PR #480, opened 2022-07-21
Brave wallet update

darkdh:
1. Address [comment](https://github.com/solana-labs/wallet-adapter/pull/445#discussion_r926251941)
2. Update example to include BraveWalletAdapter


jordansexton:
Wallet Adapter was intended to be neutral and not provide recommendations of any wallet, or even implicit guarantees that they work properly. It hasn't always done that.

https://github.com/solana-labs/wallet-adapter/pull/498 has removed all adapters from the examples and starter projects, and we will solve this problem with better docs and support rather than appearing to promote or prioritize any wallet.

◆ **How to complete this task**: Copy the lines above exactly. Start with the line containing "Brave wallet update", end with the line containing "Wallet Adapter was", and include both.

◆ **Your response**:
Brave wallet update

darkdh:
1. Address [comment](https://github.com/solana-labs/wallet-adapter/pull/445#discussion_r926251941)
2. Update example to include BraveWalletAdapter


jordansexton:
Wallet Adapter was intended to be neutral and not provide recommendations of any wallet, or even implicit guarantees that they work properly. It hasn't always done that.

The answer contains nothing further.